Síntese e caracterização de sensores de gás a partir de NaxWO3+x/2.yH2O

Abstract

This study consists in the synthesis and characterization of gas sensors based on hexagonal sodium-tungsten bronze powders (NaxWO3+x / 2.yH2O), whereas the gas sensors were synthesized by two routes. Both used as acid precipitation method in a sodium tungstate dihydrate solution (Na2WO4 • 2H2O). The routes were different by heating systems and in the first route obtained by the microwave-assisted hydrothermal method (HM). The second one was a hot plate with a magnetic stirrer (HP). Both syntheses were very efficient from the point of view of energy expenditure, because we obtained the NaxWO3+x/2.yH2O in short time and low temperatures. Samples were characterized by means of Raman spectroscopy, Fourier Transform Infrared (FTIR), absorption in the ultraviolet and visible region (UV-Vis), photoluminescence and energy dispersive X-rays (EDS), X-ray diffraction (XRD) and Scanning Electron Microscopy (SEM).
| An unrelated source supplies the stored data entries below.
PR #2419, opened 2025-02-04
CNV-55889: SSH over LoadBalancer creates Service with incorrect selector

avivtur:
## 📝 Description

Replacing load balancer service selector according to: https://issues.redhat.com/browse/CNV-55889 

## 🎥 Demo

Before:
selector-service-b4

After:
correct-selector-service

### DIFF
--- a/src/utils/components/SSHAccess/SSHAccess.tsx
+++ b/src/utils/components/SSHAccess/SSHAccess.tsx
@@ -1,7 +1,7 @@
 import React, { FC } from 'react';
 
 import { IoK8sApiCoreV1Service } from '@kubevirt-ui/kubevirt-api/kubernetes';
-import { V1VirtualMachine, V1VirtualMachineInstance } from '@kubevirt-ui/kubevirt-api/kubevirt';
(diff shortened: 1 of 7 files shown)


upalatucci (approved):

sarahbx:
@avivtur when using `vm.kubevirt.io/name` the VM must be selected instead of the VMI

avivtur:
> @avivtur when using `vm.kubevirt.io/name` the VM must be selected instead of the VMI

@sarahbx what do you mean?

sarahbx:
> > @avivtur when using `vm.kubevirt.io/name` the VM must be selected instead of the VMI
> 
> @sarahbx what do you mean?

In your example above, the VMI is referenced, not the VM.
VMI name: `fedora-sapphire-piranha-33-{random-suffix}`
VM name: `fedora-sapphire-piranha-33`

So the Pod selector would be:
`vm.kubevirt.io/name: fedora-sapphire-piranha-33`

upalatucci (approved):

PR #2436, opened 2025-02-06
CNV-54461: [RFE] Add link to VM status on VM list page

avivtur:
## 🎥 Demo
Before:
No popover
vm-status-popover-b4

After:
vm-status-popover


src/views/virtualmachines/list/components/VirtualMachineRow/VirtualMachineRow.tsx
```diff
@@ -26,10 +29,19 @@ const VirtualMachineRow: FC<
...
   const vmNamespace = getNamespace(vm);
   const vmi = getVmi(vmNamespace, vmName);
+  const status = (
+    <>
+      <StatusWithPopover vm={vm} vmi={vmi} />
+      {vm?.status?.printableStatus === printableVMStatus.Migrating && (
+        <VirtualMachineMigrationPercentage vm={vm} />
+      )}
+    </>
+  );
```
upalatucci, line 39: Can't we just have it in the VirtualMachineRowLayout? Why do we need to inject from here to there?

avivtur: I wanted to avoid drilling VMI object to the row, but we can have either way

upalatucci (approved):

PR #2460, opened 2025-02-14
CNV-55963: right click action in the treeview

upalatucci:
## 📝 Description

Add right click action menu in the treeview

I had to fetch the vmim list in order to have an action menu appearing without any loading. 

Can this hit performance? Not really as we already fetch them anyways in the VM list and VM details.
 
Why fetching it again if we fetch it in another place? I had to do that as treeview is in tech preview and can be disabled with a flag. 
When the flag will be removed, maybe we can think of having one place to fetch them one time only. 
I used signals to not have props drilling and in the future we can use the same method to spread everything in the VM list components 

## 🎥 Demo

https://github.com/user-attachments/assets/14967c7a-f7b5-405d-a726-e006ce4b0c77


src/views/virtualmachines/tree/VirtualMachineTreeView.scss
```diff
@@ -1,6 +1,10 @@
 .vms-tree-view {
   overflow-x: hidden;
 
+  .pf-v5-c-tree-view__list-item {
+    position: relative;
```
metalice, line 5: this is the default do we need it? are they setting it differently?

src/views/virtualmachines/tree/components/TreeViewRightClickAction.tsx
```diff
@@ -0,0 +1,57 @@
...
+
+  const [actions] = useVirtualMachineActionsProvider(vm, vmim, isSingleNodeCluster);
+
+  if (!contextMenuTrigger) return null;
+
+  return (
+    <>
+      <Popper
+        popper={
+          <Menu containsFlyout style={treeViewActionMenuStyle}>
```
metalice, line 38: why style and not CN?

src/views/virtualmachines/tree/hooks/useContextMenuListener.tsx
```diff
@@ -0,0 +1,34 @@
+import { useCallback, useLayoutEffect, useState } from 'react';
+
+import { TreeViewDataItem } from '@patternfly/react-core';
+
+type UseContextMenuListenerType = (
+  treeData: TreeViewDataItem[],
+) => [triggerElement: HTMLElement | null, hide: () => void];
+
+const useContextMenuListener: UseContextMenuListenerType = (treeData) => {
```
metalice, line 9: contextMenu is the event, but a better name will be right click?

src/views/virtualmachines/tree/hooks/useTreeViewData.ts
```diff
@@ -49,11 +57,49 @@ export const useTreeViewData = (): UseTreeViewData => {
...
+  );
+
+  vmimMapperSignal.value = memoizedVMIMs;
+
   const memoizedVMs = useMemo(
     () => (isAdmin ? allVMs : Object.values(allowedResources).flatMap((resource) => resource.data)),
     [allVMs, allowedResources, isAdmin],
   );
 
+  vmsSignal.value = memoizedVMs;
```
metalice, line 101: what are signals used here for ?

src/views/virtualmachines/tree/VirtualMachineTreeView.scss
upalatucci: No, the tree items are `position: static`.

src/views/virtualmachines/tree/components/TreeViewRightClickAction.tsx
upalatucci: uh i didn't change it back when I was testing

src/views/virtualmachines/tree/hooks/useContextMenuListener.tsx
upalatucci: okay good

src/views/virtualmachines/tree/hooks/useTreeViewData.ts
upalatucci: Those signals are used in the `TreeViewRightClickAction` component.
When the user right click on the item, from the id element I get VM namespace and name.
With those I search from the `vmsSignal` and `vmimMapperSignal` the VM and relative VMIM to build the action menu.

src/views/virtualmachines/tree/hooks/useTreeviewItemRightClick.tsx
```diff
@@ -0,0 +1,34 @@
+import { useCallback, useLayoutEffect, useState } from 'react';
+
+import { TreeViewDataItem } from '@patternfly/react-core';
+
+type UseTreeviewItemRightClickType = (
```
pcbailey, line 5: nitpick: `UseTreeviewItemRightClickType` -> `UseTreeViewItemRightClick`

It looks the majority of hook types in the code base don't have 'Type' at the end, so I would drop it here to remain consistent.

src/views/virtualmachines/tree/components/TreeViewRightClickAction.tsx
```diff
@@ -0,0 +1,55 @@
...
+import { getVMIMFromMapper } from '@virtualmachines/utils/mappers';
+
+import useTreeviewItemRightClick from '../hooks/useTreeviewItemRightClick';
+import { vmimMapperSignal, vmsSignal } from '../utils/signals';
+
+type TreeViewRightClickActionProps = {
+  treeData: TreeViewDataItem[];
+};
+
+const TreeViewRightClickAction: FC<TreeViewRightClickActionProps> = ({ treeData }) => {
```
pcbailey, line 17: Suggestion: `TreeViewRightClickActionMenu`

src/views/virtualmachines/utils/mappers.ts
```diff
@@ -14,3 +14,6 @@ export type VmimMapper = { [key: string]: { [key: string]: V1VirtualMachineInsta
 
 export const getVMIFromMapper = (vmiMapper: VmiMapper, vm: V1VirtualMachine) =>
   vmiMapper?.mapper?.[getNamespace(vm)]?.[getName(vm)];
+
+export const getVMIMFromMapper = (vmimMapper: VmimMapper, name: string, namespace: string) =>
```
pcbailey, line 18: If it's not too much trouble, would you mind renaming `VmiMapper` and `VmimMapper` in this file to `VMIMapper` and `VMIMMapper` so they match our conventions?

pcbailey (commented):
This is looking great! I just have some minor comments/suggestions.

src/views/virtualmachines/tree/hooks/useTreeviewItemRightClick.tsx
```diff
@@ -0,0 +1,39 @@
+import { useCallback, useLayoutEffect, useState } from 'react';
+
+import { TreeViewDataItem } from '@patternfly/react-core';
+
+type UseTreeViewItemRightClick = (treeData: TreeViewDataItem[]) => {
```
pcbailey, line 5: The file name should also be renamed. Sorry, I didn't mention that.

Issue #108, opened 2026-08-04
six patterns my merged system flags that aren't in v3.23


odinfree:
took you up on the offer. i ran my merged catalog against SKILL.md v3.23.0 and pulled out everything mine flags that yours doesn't. six patterns, written close to your entry format so you can lift what's additive. examples are the shapes i keep deleting from drafts in my genre (crypto/ZK gtm, daily posting).

**1. false agency**

active-voice sentences that hand human judgment, intent, or responsibility to an inanimate subject.

- "the data tells us adoption is early"
- "the market rewards shipping"
- "a bet lives or dies on distribution"
- "the decision emerged after the offsite"
- "the culture shifted toward accountability"

why the current rules miss it. agentless passives catches the hidden subject ("support was added"). moral-adjective category errors catches the adjective on a non-agent ("an honest shape"). this is the third seat, subject present, voice active, but the actor is a thing that can't decide. each sentence reads fine until you ask who did it, and then the responsibility has no owner.

carve-out. ordinary literal verbs stay. a report can show a result, a system can return an error, a paper can argue a position. flag only when the verb carries judgment, intent, choice, or responsibility that some person exercised.

fix. name the human. "the decision emerged after the offsite" becomes "we decided after the offsite." "the data tells us adoption is early" becomes "the funnel numbers read early to us."

**2. the fake-casual kit**

the register models emit when asked for a lowercase casual social voice. you already catch "Plot twist:" (infomercial hooks) and "Real talk:" / "Honestly?" (the fake-candid add-on). the rest of the kit is missing, and it's the part that survives cleanup because it sits closest to an actual casual voice:

- one-word verdict closers as the whole closing line. "wild." "insane." "unhinged."
- stage directions. "\*checks notes\*" "\*chef's kiss\*" "\*mic drop\*"
- wink asides. "(yes, really)" "(no, seriously)"
- label-prefix openers beyond plot twist. "hot take" "fun fact" "pro tip" "PSA" "unpopular opinion", with or without the colon
- "because of course it does"
- the self-QA volley. "Is it fast? Yes. Is it cheap? Also yes."

the tell across all six props is that the drama is outsourced to the prop instead of carried by the content. a post can clear every vocabulary tier and still be wearing this costume, which is exactly why it slips through.

fix. delete the label and say the thing. replace the verdict word with the specific surprise. cut the wink and the stage business. a strong observation needs no costume.

**3. launch-copy dramatic introductions**

- "Enter X."
[...]

PR #128, opened 2026-08-16
Add detector trio from #108: launch intros, crowd contrast, fake-casual props

odinfree:
## Summary

the detector trio from #108, first half of the split you asked for. three new `type`s, each with must-fire and must-not-fire fixtures:

- `launch-intro`: "Enter X.", "Meet X, your new favorite...", "Think X meets Y", gated to sentence-initial imperatives with a capitalized product name. the Meet surface additionally requires a launch-copy head ("your new favorite", "the new standard") so human introductions ("Meet Sarah, your new account manager", shelter posts, baby announcements) stay clean. "Say hello to X" stays judgment-only. known accepted FPs, disclosed in the entry: dramatic scripts ("Enter Hamlet.") and column narrative ("Enter Rashford.").
- `crowd-contrast`: the trailing "while everyone else..." clause, gated on a dismissive verb plus the "was still" dramatization marker. wire copy, memoir, and fiction using those verbs literally stay clean ("others debated the amendment" does not fire). verb stems carry explicit inflection tails so "market speculators" and "deliberately ignored" never match, and the accepted residue (a literal "was still debating") is disclosed. recall is deliberately sacrificed: "was busy debating" without "still" stays a miss.
- `fake-casual-prop`: stage directions (including the curly-apostrophe *chef's kiss* form LLMs actually emit), wink asides, and "because of course it does" gated to present tense plus "did", so past-tense human grumbles ("because of course it was raining") stay clean. verdict closers and label-prefix openers stay skill-only.

beyond the corpus gate: 18 constructed probes across news wire, hr intros, install docs, memoir, and sports narrative, all correct, with the must-not-fire set pinned as fixtures. fp-measure against corpus/human/: zero hits from all three types on 875 human paragraphs. catalog 62 to 65, engine 48 to 51, word table unchanged at 112. the catalog entries follow in a second pr stacked on this branch.

## Checklist

- [x] If I added a detector `type`: it's documented in `detector/CATEGORIES.md` and has a fixture in `detector/patterns.test.js` (a true positive **and** a must-not-fire case)
- [ ] If I added a judgment-only rule: n/a in this pr (those are the stacked second pr)
- [x] Any factual claim about how AI or humans write cites a source
- [x] The prose I added passes the skill's own audit (no AI-writing tells, terse bullets, no hollow intensifiers)
- [x] `CHANGELOG.md` entry added under a dated `## [X.Y.Z]` heading, and `SKILL.md` `version:` bumped


conorbronsdon (changes requested):
The split and the precision-over-recall approach are right, but three detector surfaces need tightening before merge:

1. Move bare `Enter X.` to judgment-only. The current branch matches ordinary UI/docs copy including `Enter Password.`, `Enter Amount.`, and `Enter Username — your email.`. Removing dash terminators or adding a field-name denylist will not solve the period-terminated class. Please keep the safer `Meet X, your new favorite…` and `Think X meets Y` surfaces and pin the UI cases as must-not-fire fixtures.

2. Make the first crowd-contrast branch actually progressive-only. After `was/were/is/are still`, the regex currently accepts all inflections, so it matches `was still deliberate about…`, `was still debated by pundits`, and even `was still debates timelines`. Restrict that branch to `-ing` forms and add adjective/passive negative fixtures.

3. Reconsider deterministic detection of `because of course …`. Including `did`, `is`, and `are` flags ordinary human grumbles such as “The build failed because of course it did.” The present-vs-past rationale in the comment does not hold when `did` is included. Under this repo’s precision policy, I would move this surface to judgment-only; a stronger contextual/co-occurrence gate with adversarial negatives would also be acceptable.

Please also remove the catalog total from the changelog and make the CLAUDE.md single-source instruction count-agnostic—it currently says the README is the only source while repeating the number itself.

I am intentionally **not** requesting Qodo’s “Say hello” detector or exhaustive detection of verdict closers, label prefixes, and self-QA. Those require voice/context judgment and deterministic coverage would create more false positives. After these changes, please run the corpus and full test suite once the fork workflows are approved; the current Actions runs show `action_required` and created no jobs.

conorbronsdon:
Correction to one subpoint in my review after checking `scripts/check-pattern-count.sh` and `.ssot.yaml`: please **keep updating the numeric count in CLAUDE.md**. It is an intentional, CI-enforced tracked copy of the README value. I withdraw the request to make that sentence count-agnostic.

The changelog point is narrower: the current written guidance says not to restate the current catalog total elsewhere, although historical changelog entries already preserve release snapshots. Either remove the new changelog total (smallest change) or clarify the guidance that version-scoped changelog snapshots are allowed. This is documentation-policy cleanup, not a detector correctness blocker.

conorbronsdon:
One additional documentation mismatch from the adversarial pass: the PR body, SKILL entry, and CATEGORIES mapping say the crowd-contrast detector requires a dismissive verb **plus `was still`**, but only the debate/speculation branch has that gate. The `writing/wrote thinkpieces` and `play…catch-up` branches intentionally match without it. Please scope the prose claim to the progressive debate/speculation branch and document the two directly detected stereotyped variants, rather than implying one universal gate.

conorbronsdon:
Cleaning this up for merge

conorbronsdon:
Thanks for this, @odinfree. Rather than round-trip again I pushed four maintainer commits onto your branch (your commit is untouched; the squash keeps you as author):

- Merged current `main` (the #138 categories landed in the same regions), so this is now 3.29.0 with 72 pattern categories and 54 engine types, plugin and Cursor copies regenerated.
- The review items: bare `Enter X.` and `because of course …` are judgment-only now, the first crowd-contrast branch is progressive-only with the adjective/passive negatives pinned, the "dismissive verb + was still" claim is scoped to the branch that has it, and the changelog entry carries no totals.
- Two more precision fixes from a second review pass: `the new home` / `the new way` no longer swallow compound nouns ("Meet Rosa, the new home secretary" is clean; "the new home of" still fires), and `*chefs kiss*` without an apostrophe no longer matches.
- Each entry now states exactly what its regex does, including what it deliberately misses (two-token names, crowds outside the closed list) and the person-name residue that still fires.

Full suite, self-scan, pattern-count gate, and both sync scripts pass locally; eight mutation controls confirm the new fixtures can fail. Merging once CI agrees.

conorbronsdon (approved):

The bronze sensors obtained were tested against NO2 and the samples prepared by both routes were proved to be sensitive to gas. The HM samples had a higher sensitivity (Rgas / Rar ≅ 7 for 100 ppm of gás) and response time (of 1.5 minutes), with a working temperature of 250 ° C. On the other hand, the samples obtained by the PA method had the advantage of operating at working temperature of about 150 ° C, but with lower sensitivity and with a greater response time and recovery time (≅ 10 minutes). From the analysis of the photoluminescence measurement, it was possible to observe some possible relations between the type of defect as well as the sensitivity. It indicates that the larger the contribution of shallow defects in the samples, the greater sensitivity. It is suggested, therefore, from these data, that the sensor property in NaxWO3+x/2.yH2O system can be improved by the control of the defects.